“A study showed that 7.1 percent of boys and 5.3 percent of girls had cyberbullied themselves. NICHOLAS KAMM/AFP/Getty Images
When 14-year-old Hannah Smith from Leicestershire, England, tragically took her life in 2013, her family cited months of relentless cyberbullying via the web app Ask.fm. But when investigators dug deeper, they discovered something even more devastating: 98 percent of the abusive messages were sent by Hannah herself.
It’s called self-cyberbullying or digital self-harm, the act of setting up a fake social media account to post hurtful messages about yourself. And while it sounds bizarre — why would anyone, especially a struggling adolescent, want to bully themselves online? — it’s much more common than previously thought. According to a 2016 national survey of 12- to 17-year-olds, 7.1 percent of boys and 5.3 percent of girls said that they had anonymously posted mean messages about themselves.
Sameer Hinduja is co-director of the Cyberbullying Research Center and a professor of criminology and criminal justice at Florida Atlantic University. He conducted the digital self-harm study with Cyberbullying Research Center co-director Justin Patchin, a professor of criminal justice at the University of Wisconsin-Eau Claire.
Hinduja and Patchin chose the term digital self-harm — as opposed to self-cyberbullying or self-trolling — to draw attention to possible connections between this destructive online behavior and traditional self-harming acts like cutting, burning or hitting oneself. According to the latest figures, between 13 and 18 percent of adolescents worldwide report to committing at least one self-harming act. And more alarmingly, among young adults with a history of self-harming behaviors, 70 percent attempt suicide at least once and 55 percent make multiple suicide attempts.
"Since we know that there’s a clear link between offline self-harming behaviors and suicidal ideation and suicide attempts, it begs the question, is there a similar link between online self-harm and the same sorts of negative behaviors?" says Hinduja, whose study represents the first comprehensive look at digital self-harm among adolescents. The results were published in the Journal of Adolescent Health.
On the surface, digital self-harm looks like other instances of cyberbullying. The victim receives threatening or abusive posts on social media or via text messages saying things like, "you’re ugly and nobody likes you," or "you should just kill yourself." But the truth is that the victim is also the perpetrator, directing the abuse at themselves through behavior that’s at once a call for help and a cry for attention.
As part of Hinduja and Patchin’s study, which analyzed email responses from a nationally representative sample of 5,593 adolescents, the researchers asked young teens to share reasons why they had sent themselves bullying messages. Some of the kids, mostly boys, said they were just bored and thought it was funny. But more than half of those who admitted to cyberbullying themselves indicated that other people were the real audience or expressed some message of self-hate.
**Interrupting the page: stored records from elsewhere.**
PR #5260, opened 2019-08-04
 feat: support axis/legend `labelExpr` + add example with month initials

kanitw:
Fix #5122
Fix #5249

PR #5322, opened 2019-08-22
feat: support labelExpr in headers

domoritz:
Follow up for https://github.com/vega/vega-lite/pull/5260 to also support headers.

### DIFF
--- a/src/compile/header/assemble.ts
+++ b/src/compile/header/assemble.ts
@@ -113,16 +113,18 @@ function getSort(facetFieldDef: FacetFieldDef<string>, channel: HeaderChannel): 
 }
 
 export function assembleLabelTitle(facetFieldDef: FacetFieldDef<string>, channel: FacetChannel, config: Config) {
-  const {format, labelAngle, labelAnchor, labelOrient} = getHeaderProperties(
-    ['format', 'labelAngle', 'labelAnchor', 'labelOrient'],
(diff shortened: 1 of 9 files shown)


src/compile/header/assemble.ts
```diff
@@ -113,16 +113,18 @@ function getSort(facetFieldDef: FacetFieldDef<string>, channel: HeaderChannel):
...
-  const {format, labelAngle, labelAnchor, labelOrient} = getHeaderProperties(
-    ['format', 'labelAngle', 'labelAnchor', 'labelOrient'],
+  const {format, labelAngle, labelAnchor, labelOrient, labelExpr} = getHeaderProperties(
+    ['format', 'labelAngle', 'labelAnchor', 'labelOrient', 'labelExpr'],
     facetFieldDef,
     config,
     channel
   );
 
+  const tileTextExpr = formatSignalRef(facetFieldDef, format, 'parent', config).signal;
```
kanitw: title? (not tile)

domoritz:
I have some more changes for this that I did on the flight. Namely, support for accessing the raw value. I'll send them in a new PR.

src/compile/header/assemble.ts
domoritz: Uff, soo many typos. Thanks!

PR #5333, opened 2019-08-25
chore: upgrade dependencies

domoritz:


domoritz:
You can ignore the PR build since we are changing the dev dependencies here.

Issue #5340, opened 2019-08-26
Filter data to support overview+detail with ordinal domain


domoritz:
[...]

PR #5342, opened 2019-08-27
docs: use filter by selection instead of binding to domain in minimap

domoritz:
Needed because of #5340.


arvind:
This is a correct solution. Implementing #5340 (which I've labeled an enhancement, rather than a bug fix) would provide another correct solution. But I don't anticipate having any time in the near term to implement it, so I've labeled it as help wanted, and recommend we merge this in for now.

Issue #5287, opened 2019-08-13
Decide what we actually want to return from `compile`


domoritz:
Right now, we return an object with one property `spec`. Initially, we thought we would also return warnings but we instead opted for a logger that gets passed to compile. Should we change the output value for v4 or at least provide a default export for Vega-Lite. 

```ts
import vl from 'vega-lite';

const vgSpec = vl(vlSpec);
```

We could return the dataflow graph for the non-optimized version or the normalized spec from `compile` so that it's actually useful that it is an object.

domoritz:
Done in https://github.com/vega/vega-lite/pull/5555

PR #5344, opened 2019-08-27
feat: export compile function by default, also return normalized spec

domoritz:
Now this works

```js
var {spec, normalized} = vegaLite(vlSpec, options);
```

in addition to

```js
var {spec} = vegaLite.compile(vlSpec, options);
```


src/vl.ts
```diff
@@ -0,0 +1,6 @@
+/**
```
kanitw: Having this file is weird. You can just do the following in index.ts.

```
/**
function compileToSpec(inputSpec: TopLevelSpec, opt: CompileOptions = {}) {
  return compile(inputSpec, opt).spec;
}


export default Object.assign(compileToSpec, {compile, extractTransforms, normalize, version});
```

kanitw:
Yeah, maybe let's not do it. :)

domoritz:
I think that `compile.compile` is not all that useful since it always only returns an object with the spec (#5287). I'd like to deprecate that function. In this PR, I attempted to keep a backward-compatible version around.

domoritz:
Updated. I have not added a new compile function but just export the compile function by default and also make it return the normalized spec.

domoritz:
Replaced by https://github.com/vega/vega-lite/pull/5555

PR #5348, opened 2019-08-27
chore: update to Vega 5.5

domoritz:


domoritz:
Paging @jheer to look at the generated SVGs such as [this one](https://github.com/vega/vega-lite/pull/5348/files?file-filters%5B%5D=.svg&short_path=c6ab747#diff-c6ab74710e2288c7dd4fd9c59f66946e).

A 14-year-old boy from Wisconsin wrote that he "wanted other people’s pity" and "wanted to be validated that someone did actually care about me." Another boy indicated that posting abusive messages about himself might rally a supporting online community around him. "Everyone is going to have moments in their lives hating themselves, sometimes it helps posting about it online …The internet might be a terrible place, but there [are] tons of people around the world who [are] willing to help you," he wrote.
In general, Hinduja says, boys in the survey were more likely to have participated in digital self-harm as a joke while girls were more likely to do it as an expression of "deep-seated emotional turmoil." Teens who identified as LGBTQ were three times more likely to cyberbully themselves, and kids who were cyberbullied by others were 12 times more likely to train the abuse on themselves.
As one 16-year-old girl wrote on her survey, "After this happened at school, and online, I became very depressed. I didn’t like myself very much. I felt like I deserved to be treated that way, so I thought I would get in on the ‘fun’."
Hinduja says that this kind of self-harming and self-hating behavior seems completely irrational from a psychological standpoint, but that it’s actually a classic example of what are called maladaptive coping mechanisms.
"Adults do the same sort of thing" when coping with depression or abuse, Hinduja says. "Sometimes we indulge in alcohol or drugs, use smoking as a crutch, engage in reckless behavior and reckless choices, sexual or otherwise."
Hinduja says that much more research needs to be done in order to understand the extent of digital self-harming behaviors and its underlying causes, but that it’s important for parents, teachers and law enforcement to understand that it exists, and not to assume that abusive and disturbing posts necessarily originated from outside cyberbullies.
Now That’s Cool
Organizations like The Cybersmile Foundation and To Write Love On Her Arms not only offer support for people who struggle with depression, self-harming behavior and cyberbullying, but provide volunteer opportunities to spread messages of positivity and support online.